In this step i try to validate the performance resultaded from previous step. I applied the cross validation, that is a tecnique to split the trainning dataset in smaller peaces and try to predict the next piece . This step is necessary to understand if the model is not overffiting, that is when model memorize the dataset, but it cant predict data that it never saw.

XGBoost with parameter to unbalanced data

Models Test Predict

After all, now we gonna test the real performance with new data. Until now, all execution was maded with trainning e validation data. With this result we can see if the real performance and efficientily of the model.

XGBoost Final Performance | Random Forest Final Performance

Final Model

The models performance were similar, beeing “Random Forest Model” with 99,51% of Precision/Recall and “XGBoost Model” with 99,57% of Precision/Recall.

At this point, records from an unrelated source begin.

PR #1647, opened 2016-07-21
set use-credentials for crossorigin loading

ngokevin:
**Description:**

Setting to `use-credentials` seems harmless even the asset does not need credentials. But opens up in case people are hosting assets on S3 or something.


dmarcos:
Any downsides?

ngokevin:
Besides the request attaching browser session ID/cookie. We do it for videos https://github.com/aframevr/aframe/blob/master/src/systems/material.js#L277

Hopefully, this is the right way to set it.

PR #1648, opened 2016-07-21
Fix typo removeEventLister -> removeEventListener

bryik:
**Description:** Just ran into this while testing pause() on a component attached to the same entity as vive-controls.

**Changes proposed:**
- Change "removeEventLister" to "removeEventListener"


dmarcos:
thanks!

PR #1655, opened 2016-07-22
fix parents loading before children because parents tried to wait on children that were not ready (fixes #1652)

### LINKED ISSUE #1652: Parent entities are initializing before their child entities are loaded.
**Description:**

Entities should wait for all of their children to initialize before it starts initializing itself. We have logic for this where an entity grabs all of its child entities and waits for the `loaded` event. We use `el.isEntity` to filter its children. However, if the child entities are not yet fully attached (`nodeready`), then `isEntity` will be false.

- A-Frame Version: 0.2.0 + master

ngokevin:
**Description:**

Consider:

```html
<a-entity id="parent">
  <a-entity id="child"></a-entity>
</a-entity>
```

Currently, we want the child to completely attach + initialize (including all components) before the parent starts initializing. If the parent starts initializing when the child is not yet fully attached, then components are not initialized, then `getComputedAttribute('position')` will return a falsy value.

I ran into this case. The parent generally looks at all child **entities** and wait for them to load. We use `el.isEntity` to filter for entities. **However**, the children were not yet attached, and the `child.isEntity` was `undefined`. This makes the parent think it has no child entities and then it starts to initialize.

**Solution:**

We can detect that the child was attached by using the `nodeready` events. So we first wait for `nodeready` (if it is `isNode`), THEN wait for `loaded`. It seems that `isNode` is somehow initialized by this time

There was a hitch with assets because `` and `<video>` and such aren't nodes. So we have to add an argument that allows `<a-assets>` to configure which elements to wait for `nodeready`, e.g., only `<a-asset-item>`.

### DIFF
--- a/src/core/a-assets.js
+++ b/src/core/a-assets.js
@@ -63,8 +63,10 @@ module.exports = registerElement('a-assets', {
 
     load: {
       value: function () {
-        ANode.prototype.load.call(this, null, function waitOnFilter (el) {
+        ANode.prototype.load.call(this, null, function waitChildLoadedFilter (el) {
           return el.isAssetItem && el.hasAttribute('src');
+        }, function waitChildReadyFilter (el) {
+          return el.isAssetItem;
         });
       }
     }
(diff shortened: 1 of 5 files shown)


ngokevin:
Investigating an issue.

ngokevin:
Ready again.

ngokevin:
The root cause seems to have been fixed with the `registerElement` fixes. Closing for now.

PR #1657, opened 2016-07-22
revert back to crossorigin=anonymous

ngokevin:
**Description:**

I observed a case with UploadCare that setting use-credentials when you don't need it, or if the corresponding server header is not sent, then the request seems to fail. Revert back to **anonymous**.
Can still configure `use-credentials` on video/img elements, and later can add support for `<a-asset-item crossorigin>`.


donmccurdy:
Same issue with images in rawgit :/

PR #117, opened 2024-11-07
fix: allow compressed files inside a payload

danielskinstad:
* We don't care if the files _inside_ a payload are compressed, we only want to check for compressed artifacts, i.e. that the payload is not compressed.

* Moved the check to `artifact_read_manifest` to avoid having to call it for every file.

* Check the return value of `artifact_download_callback`

Changelog: Title
Ticket: MEN-7594

### DIFF
--- a/core/src/mender-artifact.c
+++ b/core/src/mender-artifact.c
@@ -329,6 +329,7 @@ mender_artifact_get_ctx(mender_artifact_ctx_t **ctx) {
 static bool
 is_compressed(const char *filename) {
 
+    /* Mender artifact supports `.gz`, `.xz`, and `.zst` */
     static const char *compression_suffixes[] = { ".gz", ".xz", ".zst", NULL };
 
     for (size_t i = 0; NULL != compression_suffixes[i]; i++) {
@@ -385,12 +386,6 @@ mender_artifact_process_data(mender_artifact_ctx_t *ctx, void *input_data, size_
 
     /* Parse data */
     do {
-
-        /* We do not support compressed artifacts */
-        if (is_compressed(ctx->file.name)) {
-            mender_log_error("Artifact compression is not supported");
-            return MENDER_FAIL;
-        }
 
         /* Treatment depending of the stream state */
         if (MENDER_ARTIFACT_STREAM_STATE_PARSING_HEADER == ctx->stream_state) {
@@ -744,6 +739,12 @@ artifact_read_manifest(mender_artifact_ctx_t *ctx) {
 
         const char *checksum_str = line;
         const char *filename     = separator + 2;
+
+        /* We do not support compressed artifacts */
+        if (mender_utils_strbeginswith(filename, "header.tar") && is_compressed(filename)) {
+            mender_log_error("Artifact compression is not supported");
+            return MENDER_FAIL;
+        }
 
         /* Useful when debugging artifact integrity check failures */
         mender_log_debug("%s  %s", checksum_str, filename);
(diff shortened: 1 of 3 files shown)


core/src/mender-artifact.c
```diff
@@ -696,6 +690,12 @@ artifact_read_manifest(mender_artifact_ctx_t *ctx) {
         const char *checksum_str = line;
         const char *filename     = separator + 2;
 
+        /* We do not support compressed artifacts */
+        if (mender_utils_strbeginswith(filename, "header.tar") && is_compressed(filename)) {
+            mender_log_error("Artifact compression is not supported");
+            return MENDER_FAIL;
+        }
```
lluiscampos, line 697: We need to check also for the payload file `data/0000.tar` (not the contents inside, but the payload which is what we treat it cannot be compressed neither)

danielskinstad: Can the payload file be compressed without the header being compressed? How can I test this, i.e. create an artifact with `-compression none` where the payload file is compressed?

core/src/mender-artifact.c
```diff
@@ -1152,6 +1152,20 @@ artifact_read_data_prepare(mender_artifact_ctx_t *ctx, mender_artifact_download_
         return MENDER_FAIL;
     }
 
+    size_t file_name_length = strlen(ctx->file.name);
+    if ((strlen("data/xxxx.tar.xx") == file_name_length) || (strlen("data/xxxx.tar.xxx") == file_name_length)) {
```
vpodzime, line 1156: What about things like `.tgz` and similar?

core/src/mender-artifact.c
```diff
@@ -1152,6 +1152,20 @@ artifact_read_data_prepare(mender_artifact_ctx_t *ctx, mender_artifact_download_
...
+        /*
+        * We allow compressed files _inside_ a payload:
+        *   'data/0000.tar/compressed.tar.gz'
+        * But not a compressed payload:
+        *   'data/0000.tar[.gz|.xz|.zst]'
```
vpodzime, line 1161: I feel like we should implement this logic in a better way than just checking lengths of strings.

platform/net/zephyr/src/mender-http.c
```diff
@@ -304,6 +304,11 @@ mender_http_artifact_download(const char *uri, mender_artifact_download_data_t *
         goto END;
     }
 
+    /* Artifact download failed */
+    if (MENDER_OK != dl_data->ret) {
+        goto END;
+    }
```
vpodzime, line 310: Please check if we need to change this in the curl-based implementation as well.

core/src/mender-artifact.c
danielskinstad: The artifact [documentation](https://github.com/mendersoftware/mender-artifact/blob/master/Documentation/artifact-format-v3.md#compression) only state that `xz`, `zt`, and `zst` are supported.

core/src/mender-artifact.c
danielskinstad: We do also check if it's compressed, though. Asserting the length is just a way of ensuring that we don't also catch files like `data/0000.tar/compressed.tar.gz`. The files will start with e.g. `data/000.tar.` either way, so shouldn't checking if the size is `data/0000.tar[.gz|.xz|.zst]`, and then checking the suffix be sufficient? Do you perhaps have another suggestion

core/src/mender-artifact.c
vpodzime: Worth adding a comment then.

core/src/mender-artifact.c
vpodzime: I think it's fine, but there should be comment explaining why checking the length only is good enough in this particular place.

danielskinstad: Just want to make sure that you know that it is also checked  with `is_compressed` below the comment, we don't only check the length - we also check the suffix of the filename

lluiscampos (approved):

PR #118, opened 2024-11-07
chore: Avoid repetitive meta data gathering for data being processed

vpodzime:
Instead of determining the values of various meta data items for the data being processed over and over with every chunk (512 bytes) of the data, let's just do it once for every file and reuse the information for every chunk in the file. I.e. once instead of 800 times for a 400KiB artifact data file.

Ticket: MEN-7645
Changelog: none


larsewi (approved):
Great :rocket:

However Random Forest presents best execution performance, executing about 33% faster then “XGBoost”. The pickle exports of “Random Forest” also show significantily smaller, beeign 78% smaller then “XGBoost”. So we’ll continue with “Random Forest Model”.

The Business Result

In test data set have 1.272.524 transcation, being 1643 frauds transactions, totalizing 2,507,288,036.22 of frauds.

Our model is able to detected 99,51 percent of all frauds, avoiding $ 2,504,426,229.95 of frauds.

Frauds not detected by our model, totalize 0,49 percentl of all frauds, not avoiding 2,861,806.27 of frauds. All this amount will be refound to customer.

In our bussiness strategy, we are able to generate a economy of 1,881,181,478.73 to customer, generating a revenue of 623,244,751.22 to Blocker Fraud Company.